(EXTRACTED DATA)
PR #1174, opened 2021-01-06
feat(form): show calculated fields in form and compute their value live

anehx:
This commit also refactors the float input and label components to glimmer components since I had to touch them.

Depends on #1173

### DIFF
--- a/addon/lib/field.js
+++ b/addon/lib/field.js
@@ -226,7 +226,11 @@ export default Base.extend({
    * @property {Boolean} isDirty
    * @accessor
    */
-  isDirty: computed("isNew", "isDefault", function () {
+  isDirty: computed("question.isCalculated", "isNew", "isDefault", function () {
+    if (this.question.isCalculated) {
+      return false;
+    }
+
     return !this.isNew && !this.isDefault;
   }),
 
@@ -252,7 +256,48 @@ export default Base.extend({
    * @property {*} value
    * @accessor
    */
-  value: reads("answer.value"),
+  value: computed(
+    "question.isCalculated",
+    "calculatedValue",
+    "answer.value",
+    function () {
+      if (this.question.isCalculated) {
+        return this.calculatedValue;
+      }
+
+      return this.answer.value;
+    }
+  ),
+
+  /**
+   * The computed value of a caluclated question
+   *
+   * @property {*} calculatedValue
+   * @accessor
+   */
+  calculatedValue: computed(
+    "document.jexl",
+    "calculatedDependencies.@each.{hidden,value}",
+    "jexlContext",
+    "question.{isCalculated,calcExpression}",
+    function () {
+      if (
+        !this.question.isCalculated ||
+        !this.calculatedDependencies.every((field) => !field.hidden)
+      ) {
+        return null;
+      }
+
+      try {
+        return this.document.jexl.evalSync(
+          this.question.calcExpression,
+          this.jexlContext
+        );
+      } catch (error) {
+        return null;
+      }
+    }
+  ),
 
   /**
    * Fetch all formerly used dynamic options for this question. This will be
@@ -408,6 +453,39 @@ export default Base.extend({
   ),
 
   /**
+   * Fields that are referenced in the `calcExpression` JEXL expression
+   *
+   * If the value or hidden state of any of these fields change, the JEXL
+   * expression needs to be re-evaluated.
+   *
+   * @property {Field[]} calculatedDependencies
+   * @accessor
+   */
+  calculatedDependencies: computed(
+    "document.{jexl,fields.[]}",
+    "question.{isCalculated,calcExpression}",
+    function () {
+      if (!this.question.isCalculated) {
+        return [];
+      }
+
+      return getDependenciesFromJexl(
+        this.document.jexl,
+        this.question.calcExpression
+      ).map((slug) => {
+        const f = this.document.findField(slug);
+
+        assert(
+          `Field for question \`${slug}\` was not found in this document. Please check the \`calcExpression\` jexl expression: \`${this.question.calcExpression}\`.`,
+          f
+        );
+
+        return f;
+      });
+    }
+  ),
+
+  /**
    * Fields that are referenced in the `isHidden` JEXL expression
    *
    * If the value or hidden state of any of these fields change, the JEXL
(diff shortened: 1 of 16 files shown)


addon/lib/field.js
```diff
@@ -407,6 +444,39 @@ export default Base.extend({
...
+
+        assert(
+          `Field for question \`${slug}\` was not found in this document. Please check the \`calcExpression\` jexl expression: \`${this.question.calcExpression}\`.`,
+          f
+        );
+
+        return f;
+      });
+    }
+  ),
```
czosel, line 478: Did you already check if this has a noticable performance impact in larger forms?

addon/lib/field.js
```diff
@@ -252,7 +256,40 @@ export default Base.extend({
...
+  calculatedValue: computed(
+    "document.jexl",
+    "calculatedDependencies.@each.{hidden,value}",
+    "jexlContext",
+    "question.{isCalculated,calcExpression}",
+    function () {
+      if (
+        !this.question.isCalculated ||
+        !this.calculatedDependencies.every(
+          (field) => !field.hidden && typeof field.value === "number"
```
czosel, line 281: Is it really a requirement that calculated fields are only working with numbers? I don't have a concrete use-case, but maybe we'd like to work with strings as well? Would that cause trouble anywhere?

addon/lib/field.js
anehx: Not sure what you'd expect TBH. If you don't add like 20 fields with formulas using 20 different fields I'm not sure how this would impact the performance

addon/lib/field.js
anehx: Not sure what the backend does here. However, I don't think that string concatenation is a valid use case for a caluma field. We should keep it as simple as possible without allowing stuff that could cause problems if we don't have a use case for it

czosel: cc @sbor23: do we have this limitation in the backend as well? If we decide to enforce this limitation, I'd prefer to do it alreading (additionally) in `SaveCalculatedFloatQuestion`. I currently don't really see how handling strings as well could cause problems.

addon/lib/field.js
czosel: I didn't think too deeply about this, I just remember that we (or rather you :wink) optimized this code a bit in the past and computed properties can sometimes cause an overhead. I just wanted to bring this up, we can also check the performance side of things after the PR landed.

anehx: It won't be a problem. There will be very few fields with content in this. Also, I optimized that dependency logic to exactly this (computed properties) because it the most performant. This will be ok.

addon/lib/field.js
anehx: I still don't think we should support strings since there is no use case for this.. @kaldras what do you think?

addon/lib/field.js
czosel: Alright :+1:

addon/lib/field.js
czosel: I think I found the relevant backend code snippet (validators.py):
```py
        question_jexl = jexl.QuestionJexl()
        deps = set(question_jexl.extract_referenced_questions(expr))
        illegal_deps = ", ".join(
            models.Question.objects.filter(
                pk__in=deps, type=models.Question.TYPE_CALCULATED_FLOAT
            ).values_list("slug", flat=True)
        )

        if illegal_deps:
            raise exceptions.ValidationError(
                f"Calc expression references other calculated question: {illegal_deps}"
            )
```

sbor23: The backend doesn't do anything with the input types nor the output types. However we went for a "typed" GraphQL schema for calculated fields. It returns a `FloatAnswer` so we could enforce this more strictly in the future. But theoretically a String could be returned even right now, but I don't know how graphql (frontend or backend) would handle such a case.

kaldras: If I understand correctly the backend would try to evaluate the jexl even for string answers right now but the frontend does not?

I don't see a use case for other types than numbers/integers right now, so I think only accessing number answers would be ok. However it is done, is should be done the same way in the front and backend right?

sbor23: @czosel yes the backend doesn't validate anything except that there are no referenced calculated questions. 

> If I understand correctly the backend would try to evaluate the jexl even for string answers right now but the frontend does not?

For the backend: yes

> I don't see a use case for other types than numbers/integers right now, so I think only accessing number answers would be ok. However it is done, is should be done the same way in the front and backend right?

Probably yeah.

anehx: We should only allow integer and float questions as valid dependencies since we are talking about a Calculated**Float**Question which has to return a float. Strings don't make any sense.

czosel: Oh right - I totally missed the fact that it would be quite weird to build a float from strings. @sbor23, can you make the backend validation more strict as @anehx suggested?

czosel: I'll go ahead and resolve this, because the frontend implementation is good :upside_down_face:

czosel (approved):

czosel:
Awesome work @anehx btw! :100:

tests/unit/lib/field-test.js
```diff
@@ -437,4 +437,32 @@ module("Unit | Library | field", function (hooks) {
...
+  module("calculated", function (hooks) {
+    hooks.beforeEach(function () {
+      this.calculated = this.document.findField("calculated");
+      this.float = this.document.findField("float");
+    });
+
+    test("calculates the correct value", async function (assert) {
+      assert.expect(1);
+
+      // 1.1 + 5 + 100 = 501.1
```
sbor23, line 450: `1.1 + 5 * 100 = 501.1`

addon/lib/field.js
sbor23: > We should only allow integer and float questions as valid dependencies since we are talking about a Calculated**Float**Question which has to return a float. Strings don't make any sense.

This is a wrong assumption IMO.
A valid calcExpression could be something like `'my-text-question'|answer in ['foo', 'bar'] ? 1 : 0`. So `my-text-question` could obviously be a `TextQuestion` (or `StringQuestion`...). So there is no way you can validate the input types without doing actual static analysis on it.

czosel: Good point, didn't think of the ternary idea.

czosel: LGTM now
(End EXTRACTED DATA)
WHAT YOU NEED TO DO:
Output all of the records above exactly as they appear.

TASK RESPONSE:
PR #1174, opened 2021-01-06
feat(form): show calculated fields in form and compute their value live

anehx:
This commit also refactors the float input and label components to glimmer components since I had to touch them.

Depends on #1173

### DIFF
--- a/addon/lib/field.js
+++ b/addon/lib/field.js
@@ -226,7 +226,11 @@ export default Base.extend({
    * @property {Boolean} isDirty
    * @accessor
    */
-  isDirty: computed("isNew", "isDefault", function () {
+  isDirty: computed("question.isCalculated", "isNew", "isDefault", function () {
+    if (this.question.isCalculated) {
+      return false;
+    }
+
     return !this.isNew && !this.isDefault;
   }),
 
@@ -252,7 +256,48 @@ export default Base.extend({
    * @property {*} value
    * @accessor
    */
-  value: reads("answer.value"),
+  value: computed(
+    "question.isCalculated",
+    "calculatedValue",
+    "answer.value",
+    function () {
+      if (this.question.isCalculated) {
+        return this.calculatedValue;
+      }
+
+      return this.answer.value;
+    }
+  ),
+
+  /**
+   * The computed value of a caluclated question
+   *
+   * @property {*} calculatedValue
+   * @accessor
+   */
+  calculatedValue: computed(
+    "document.jexl",
+    "calculatedDependencies.@each.{hidden,value}",
+    "jexlContext",
+    "question.{isCalculated,calcExpression}",
+    function () {
+      if (
+        !this.question.isCalculated ||
+        !this.calculatedDependencies.every((field) => !field.hidden)
+      ) {
+        return null;
+      }
+
+      try {
+        return this.document.jexl.evalSync(
+          this.question.calcExpression,
+          this.jexlContext
+        );
+      } catch (error) {
+        return null;
+      }
+    }
+  ),
 
   /**
    * Fetch all formerly used dynamic options for this question. This will be
@@ -408,6 +453,39 @@ export default Base.extend({
   ),
 
   /**
+   * Fields that are referenced in the `calcExpression` JEXL expression
+   *
+   * If the value or hidden state of any of these fields change, the JEXL
+   * expression needs to be re-evaluated.
+   *
+   * @property {Field[]} calculatedDependencies
+   * @accessor
+   */
+  calculatedDependencies: computed(
+    "document.{jexl,fields.[]}",
+    "question.{isCalculated,calcExpression}",
+    function () {
+      if (!this.question.isCalculated) {
+        return [];
+      }
+
+      return getDependenciesFromJexl(
+        this.document.jexl,
+        this.question.calcExpression
+      ).map((slug) => {
+        const f = this.document.findField(slug);
+
+        assert(
+          `Field for question \`${slug}\` was not found in this document. Please check the \`calcExpression\` jexl expression: \`${this.question.calcExpression}\`.`,
+          f
+        );
+
+        return f;
+      });
+    }
+  ),
+
+  /**
    * Fields that are referenced in the `isHidden` JEXL expression
    *
    * If the value or hidden state of any of these fields change, the JEXL
(diff shortened: 1 of 16 files shown)


addon/lib/field.js
```diff
@@ -407,6 +444,39 @@ export default Base.extend({
...
+
+        assert(
+          `Field for question \`${slug}\` was not found in this document. Please check the \`calcExpression\` jexl expression: \`${this.question.calcExpression}\`.`,
+          f
+        );
+
+        return f;
+      });
+    }
+  ),
```
czosel, line 478: Did you already check if this has a noticable performance impact in larger forms?

addon/lib/field.js
```diff
@@ -252,7 +256,40 @@ export default Base.extend({
...
+  calculatedValue: computed(
+    "document.jexl",
+    "calculatedDependencies.@each.{hidden,value}",
+    "jexlContext",
+    "question.{isCalculated,calcExpression}",
+    function () {
+      if (
+        !this.question.isCalculated ||
+        !this.calculatedDependencies.every(
+          (field) => !field.hidden && typeof field.value === "number"
```
czosel, line 281: Is it really a requirement that calculated fields are only working with numbers? I don't have a concrete use-case, but maybe we'd like to work with strings as well? Would that cause trouble anywhere?

addon/lib/field.js
anehx: Not sure what you'd expect TBH. If you don't add like 20 fields with formulas using 20 different fields I'm not sure how this would impact the performance

addon/lib/field.js
anehx: Not sure what the backend does here. However, I don't think that string concatenation is a valid use case for a caluma field. We should keep it as simple as possible without allowing stuff that could cause problems if we don't have a use case for it

czosel: cc @sbor23: do we have this limitation in the backend as well? If we decide to enforce this limitation, I'd prefer to do it alreading (additionally) in `SaveCalculatedFloatQuestion`. I currently don't really see how handling strings as well could cause problems.

addon/lib/field.js
czosel: I didn't think too deeply about this, I just remember that we (or rather you :wink) optimized this code a bit in the past and computed properties can sometimes cause an overhead. I just wanted to bring this up, we can also check the performance side of things after the PR landed.

anehx: It won't be a problem. There will be very few fields with content in this. Also, I optimized that dependency logic to exactly this (computed properties) because it the most performant. This will be ok.

addon/lib/field.js
anehx: I still don't think we should support strings since there is no use case for this.. @kaldras what do you think?

addon/lib/field.js
czosel: Alright :+1:

addon/lib/field.js
czosel: I think I found the relevant backend code snippet (validators.py):
```py
        question_jexl = jexl.QuestionJexl()
        deps = set(question_jexl.extract_referenced_questions(expr))
        illegal_deps = ", ".join(
            models.Question.objects.filter(
                pk__in=deps, type=models.Question.TYPE_CALCULATED_FLOAT
            ).values_list("slug", flat=True)
        )

        if illegal_deps:
            raise exceptions.ValidationError(
                f"Calc expression references other calculated question: {illegal_deps}"
            )
```

sbor23: The backend doesn't do anything with the input types nor the output types. However we went for a "typed" GraphQL schema for calculated fields. It returns a `FloatAnswer` so we could enforce this more strictly in the future. But theoretically a String could be returned even right now, but I don't know how graphql (frontend or backend) would handle such a case.

kaldras: If I understand correctly the backend would try to evaluate the jexl even for string answers right now but the frontend does not?

I don't see a use case for other types than numbers/integers right now, so I think only accessing number answers would be ok. However it is done, is should be done the same way in the front and backend right?

sbor23: @czosel yes the backend doesn't validate anything except that there are no referenced calculated questions. 

> If I understand correctly the backend would try to evaluate the jexl even for string answers right now but the frontend does not?

For the backend: yes

> I don't see a use case for other types than numbers/integers right now, so I think only accessing number answers would be ok. However it is done, is should be done the same way in the front and backend right?

Probably yeah.

anehx: We should only allow integer and float questions as valid dependencies since we are talking about a Calculated**Float**Question which has to return a float. Strings don't make any sense.

czosel: Oh right - I totally missed the fact that it would be quite weird to build a float from strings. @sbor23, can you make the backend validation more strict as @anehx suggested?

czosel: I'll go ahead and resolve this, because the frontend implementation is good :upside_down_face:

czosel (approved):

czosel:
Awesome work @anehx btw! :100:

tests/unit/lib/field-test.js
```diff
@@ -437,4 +437,32 @@ module("Unit | Library | field", function (hooks) {
...
+  module("calculated", function (hooks) {
+    hooks.beforeEach(function () {
+      this.calculated = this.document.findField("calculated");
+      this.float = this.document.findField("float");
+    });
+
+    test("calculates the correct value", async function (assert) {
+      assert.expect(1);
+
+      // 1.1 + 5 + 100 = 501.1
```
sbor23, line 450: `1.1 + 5 * 100 = 501.1`

addon/lib/field.js
sbor23: > We should only allow integer and float questions as valid dependencies since we are talking about a Calculated**Float**Question which has to return a float. Strings don't make any sense.

This is a wrong assumption IMO.
A valid calcExpression could be something like `'my-text-question'|answer in ['foo', 'bar'] ? 1 : 0`. So `my-text-question` could obviously be a `TextQuestion` (or `StringQuestion`...). So there is no way you can validate the input types without doing actual static analysis on it.

czosel: Good point, didn't think of the ternary idea.

czosel: LGTM now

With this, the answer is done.